Selon la source, la paie qui devait avoir lieu depuis le 7 janvier aux démobilisés, mais jusqu’au 13 janvier, ces derniers n’ont pas était servi en plus, ils ne savaient pas comment localiser les bureaux de Celpay.
C’est après avoir fouiné partout qu’ils ont fini par découvrir que le siège de Celpay se trouve dans l’immeuble de la Banque commerciale du Congo (BCDC).
En effet, en guise de présentation de meilleurs vœux pour l’année 2010, l’Unité d’exécution du programme national de désarmement, démobilisation et réinsertion (UEPN-DDR) leur avait annoncé que Celpay était en train de programmer la paie de ceux qui sont valides. Et ce, après enquête au Centre supérieur militaire. Et la paie devait intervenir à partir du jeudi 7 janvier 2010. Cette structure chargée des démobilisés avait même prié ceux qui ne sont pas encore accueillis d’aller se présenter pour l’enregistrement avant d’aller en formation.
Mais jusqu’au 13 janvier, pas un sous ne leur avait été donné. En plus, ils ne savaient pas comment localiser les bureaux de Celpay. C’est après avoir fouiné partout qu’ils ont fini par découvrir que le siège de Celpay se trouve dans l’immeuble de la Banque commerciale du Congo (BCDC).
Là, ils ont pris carrément possession de l’avenue Bas-Congo.

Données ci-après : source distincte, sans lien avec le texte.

PR #159, opened 2023-10-30
[cert-manager-1.11] CM-221: Bump deps for consuming CVE-2023-44487 fixes

thejasn:
- Bump kube-rbac-proxy to v0.15.0 (also disable http2)
- Bump library-go and its deps (k8s)
- Bump kustomize to v5

PR #161, opened 2023-10-30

Les plus zélés d’entre eux ont même osé barrer passage aux véhicules qui affluent sur cette voie secondaire à cause des travaux de réhabilitation qui gênent la circulation sur le boulevard du 30-Juin. A un moment donné, un serviteur de Dieu est passé par là. A la vue de cette marrée humaine qui perturbait l’entrée de service de la BCDC, il a voulu savoir ce qui se passait. Dès qu’on lui a appris que ce sont des démobilisés en colère, il a mis la main dans son sac et en a sorti des liasses de billets de banques qu’il a lancés en leur direction. Tout le monde s’est précipité sur cette manne inattendue, même les policiers.
A ce sujet, il faudrait retenir que déjà à la date du 9 novembre 2009, le professeur Grevisse Ditend, administrateur du projet UEPN-DDR, avait attiré l’attention du ministre de la Défense nationale et des Anciens combattants, en lui rappelant que la politique de démobilisation et réinsertion en RDC prévoit l’octroi aux démobilisés de certains bénéfices en cash, ce qu’il appelle le filet de sécurité. Et chaque démobilisé reçoit la somme de 140$ Us lors de la démobilisation et 300$Us à la phase de la réinsertion.

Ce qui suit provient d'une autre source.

PR #170, opened 2024-01-03
MULTIARCH-3780: Added Test Case Modification for IBMCloud and Power

pranitaT:
Issue: https://issues.redhat.com/browse/MULTIARCH-3780
updated https://github.com/openshift/cert-manager-operator/blob/master/test/e2e/certificates_test.go

Added new tests:
- dns-01 challenge using explicit credentials on ibm cloud CIS

Modified existing tests:
- dns-01 challenge using explicit credentials
- dns-01 challenge using ambient credentials

### DIFF
--- a/test/e2e/certificates_test.go
+++ b/test/e2e/certificates_test.go
@@ -5,6 +5,7 @@ package e2e
 
 import (
 	"context"
+	"os"
 	"path/filepath"
 	"time"
 
@@ -22,6 +23,14 @@ import (
 
 	. "github.com/onsi/ginkgo/v2"
 	. "github.com/onsi/gomega"
+)
+
+const (
+	// TARGET_PLATFORM is the environment variable for IBM Cloud CIS test.
+	targetPlatformEnvironmentVar = "TARGET_PLATFORM"
+
+	// CIS_CRN is the required environment variable for IBM Cloud platform.
+	cisCRNEnvironmentVar = "CIS_CRN"
 )
 
 var _ = Describe("ACME Certificate", Ordered, func() {
@@ -67,6 +76,9 @@ var _ = Describe("ACME Certificate", Ordered, func() {
 
 	Context("dns-01 challenge using explicit credentials", func() {
 		It("should obtain a valid LetsEncrypt certificate", func() {
+			if _, ok := os.LookupEnv(targetPlatformEnvironmentVar); ok {
+				Skip("skipping, using ibmcloud cis webhook")
+			}
 
 			By("creating a test namespace")
 			ns, err := loader.CreateTestingNS("e2e-acme-explicit-dns01")
@@ -174,10 +186,67 @@ var _ = Describe("ACME Certificate", Ordered, func() {
 			err = verifyCertificate(ctx, certName, ns.Name, certDomain)
 			Expect(err).NotTo(HaveOccurred())
 		})
+
+		// This test uses IBM Cloud Internet Services (CIS) for the DNS-01 test cases.
+		// These tests work with both UPI / IPI installations by passing in the CRN of your CIS instance on IBM Cloud.
+		It("should obtain a valid LetsEncrypt certificate on ibm cloud CIS", func() {
+			cisCRN, isCisCRN := os.LookupEnv(cisCRNEnvironmentVar)
+			if targetPlatform, ok := os.LookupEnv(targetPlatformEnvironmentVar); ok && targetPlatform == "ibmcloud-upi" {
+				if !isCisCRN || cisCRN == "" {
+					Fail("cisCRN is required for IBM Cloud platform")
+				}
+			} else {
+				Skip("skipping as the cluster does not use IBM Cloud CIS")
+			}
+
+			By("creating a test namespace")
+			ns, err := loader.CreateTestingNS("e2e-acme-explicit-dns01-ibmcloud")
+			Expect(err).NotTo(HaveOccurred())
+			defer loader.DeleteTestingNS(ns.Name)
+
+			By("creating new certificate ClusterIssuer with IBM Cloud CIS webhook solver")
+			randomString := randomStr(3)
+			clusterIssuerName := "letsencrypt-dns01-explicit-ic"
+			replaceStrMap := map[string]string{
+				"CIS_CRN": cisCRN,
+			}
+			loadFileAndReplaceStr := func(fileName string) ([]byte, error) {
+				fileContentsStr, err := replaceStrInFile(replaceStrMap, fileName)
+				return []byte(fileContentsStr), err
+			}
+			loader.CreateFromFile(loadFileAndReplaceStr, filepath.Join("testdata", "acme", "clusterissuer_ibmcis.yaml"), "")
+			defer certmanagerClient.CertmanagerV1().ClusterIssuers().Delete(ctx, clusterIssuerName, metav1.DeleteOptions{})
+
+			By("creating new certificate")
+			// The name is defined by the testdata YAML file certificate_ibmcis.yaml
+			certDomain := "adwie." + appsDomain // acronym for "ACME dns-01 ibmcloud Webhook Explicit", short naming to pass dns name validation
+			certName := "letsencrypt-cert-ic"
+			replaceStrMap = map[string]string{
+				"RANDOM_STR": randomString,
+				"DNS_NAME":   certDomain,
+			}
+			loadFileAndReplaceStr = func(fileName string) ([]byte, error) {
+				fileContentsStr, err := replaceStrInFile(replaceStrMap, fileName)
+				return []byte(fileContentsStr), err
+			}
+			loader.CreateFromFile(loadFileAndReplaceStr, filepath.Join("testdata", "acme", "certificate_ibmcis.yaml"), ns.Name)
+
+			By("Waiting for certificate to get ready")
+			err = waitForCertificateReadiness(ctx, certName, ns.Name)
+			Expect(err).NotTo(HaveOccurred())
+
+			By("checking for certificate validity from secret contents")
+			err = verifyCertificate(ctx, certName, ns.Name, randomString+"."+certDomain)
+			Expect(err).NotTo(HaveOccurred())
+		})
+
 	})
 
 	Context("dns-01 challenge using ambient credentials", func() {
 		It("should obtain a valid LetsEncrypt certificate using ClusterIssuer on AWS mint/passthrough cluster", func() {
+			if _, ok := os.LookupEnv(targetPlatformEnvironmentVar); ok {
+				Skip("skipping, using ibmcloud cis webhook")
+			}
 
 			By("creating a test namespace")
 			ns, err := loader.CreateTestingNS("e2e-acme-ambient-dns01")
@@ -431,7 +500,7 @@ var _ = Describe("ACME Certificate", Ordered, func() {
 			randomString := randomStr(3)
 			replaceStrMap = map[string]string{
 				"RANDOM_STR": randomString,
-				"DNS_NAME": baseDomain,
+				"DNS_NAME":   baseDomain,
 			}
 			loadFileAndReplaceStr = func(fileName string) ([]byte, error) {
 				fileContentsStr, err := replaceStrInFile(replaceStrMap, fileName)
--- a/test/e2e/testdata/acme/certificate_ibmcis.yaml
+++ b/test/e2e/testdata/acme/certificate_ibmcis.yaml
@@ -1,0 +1,13 @@
+apiVersion: cert-manager.io/v1
+kind: Certificate
+metadata:
+  name: letsencrypt-cert-ic
+spec:
+  dnsNames:
+    - RANDOM_STR.DNS_NAME
+    - '*.RANDOM_STR.DNS_NAME'
+  issuerRef:
+    name: letsencrypt-dns01-explicit-ic
+    kind: ClusterIssuer
+  secretName: letsencrypt-cert-ic
+  
--- a/test/e2e/testdata/acme/clusterissuer_ibmcis.yaml
+++ b/test/e2e/testdata/acme/clusterissuer_ibmcis.yaml
@@ -1,0 +1,21 @@
+apiVersion: cert-manager.io/v1
+kind: ClusterIssuer
+metadata:
+  name: letsencrypt-dns01-explicit-ic
+spec:
+  acme:
+    server: https://acme-v02.api.letsencrypt.org/directory
+    privateKeySecretRef:
+      name: letsencrypt-dns01-issuer
+    solvers:
+    - dns01:
+        webhook:
+          groupName: acme.borup.work
+          solverName: ibmcis
+          config:
+            apiKeySecretRef:
+              name: ibmcis-credentials
+              key: api-token
+            cisCRN: 
+              - "CIS_CRN"
+              


xingxingxia:
@lunarwhite @geliu2016 would you like to also help review when available?

chiragkyal:
If I'm not wrong, we don't have CI setup to run tests on IBM Power yet. Are there any plans to also add CI as follow-up PRs?
also cc: @swghosh

swghosh:
> If I'm not wrong, we don't have CI setup to run tests on IBM Power yet. Are there any plans to also add CI as follow-up PRs?

Yeah, we dunno have any plans to add CI runs for IBM P/Z systems atleast for now (we can probably look that up in future). However, these tests are intended to be skipped in the normal CI runs which we have for AWS clusters in our current jobs; so it should ideally be really similar to what is being done for GCP in #166. I believe QE intends to run these tests independently in own infra where the necessary cloud provider is available.

Nevertheless, over time we can grow test cases in this same repo and use filters to run e2e tests **(i.e. continue to use `test/e2e` as single source of all e2e cases; irrespective of what's run on pre-sumbits)** effectively per platform.

prb112:
Hey @chiragkyal 
> If I'm not wrong, we don't have CI setup to run tests on IBM Power yet. Are there any plans to also add CI as follow-up PRs?
That's right

test/e2e/certificates_test.go
```diff
@@ -435,6 +452,202 @@ var _ = Describe("ACME Certificate", Ordered, func() {
...
+
+			clusterIssuer := &certmanagerv1.ClusterIssuer{
+				ObjectMeta: metav1.ObjectMeta{
+					Name:      clusterIssuerName,
+					Namespace: ns.Name,
+				},
+				Spec: certmanagerv1.IssuerSpec{
+					IssuerConfig: certmanagerv1.IssuerConfig{
+						ACME: &v1.ACMEIssuer{
+							Server: "https://acme-v02.api.letsencrypt.org/directory",
```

Et suivant l’accord de financement signé entre le gouvernement congolais et la Banque mondiale, dit-il, la responsabilité du paiement du filet de sécurité a été confiée à Celpay, une entreprise internationale spécialisée dans ce genre d’opérations financières. Dans cette lettre, le responsable de UEPN-DDR fait remarquer que,depuis plusieurs semaines déjà, on observe une difficulté réelle de Celpay à pouvoir payer aux démobilisés les bénéfices auxquels ils ont droit, alors que Celpay a déjà perçu tous les fonds nécessaires pour ce faire.
Il a tiré la sonnette d’alarme a avertissant : « Cette situation nous inquiète, d’autant plus qu’elle est source d’insécurité sur l’ensemble du territoire national ». Il en a donc sollicité l’intervention du ministre pour interpellation judiciaire de Celpay, afin d’éviter les conséquences sécuritaires consécutives aux défaillances de Celpay. Pour en avoir le cœur net, Le Potentiel est monté au siège de Celpay. Malheureusement, aucun responsable ne se trouvait dans les bureaux.
Néanmoins, le personnel qui se trouvait à la réception a dû expliquer que cette situation malencontreuse est due au fait que Celpay a perçu ces fonds avec un énorme retard. Et à cela, s’ajoutent les opérations bancaires qui prennent aussi du temps. Ce personnel a donc rassuré les démobilisés que l’opération de paie va démarrer le mardi 19 janvier 2010. Calmés par cette promesse, les démobilisés ont levé le siège et sont rentrés sagement chez eux.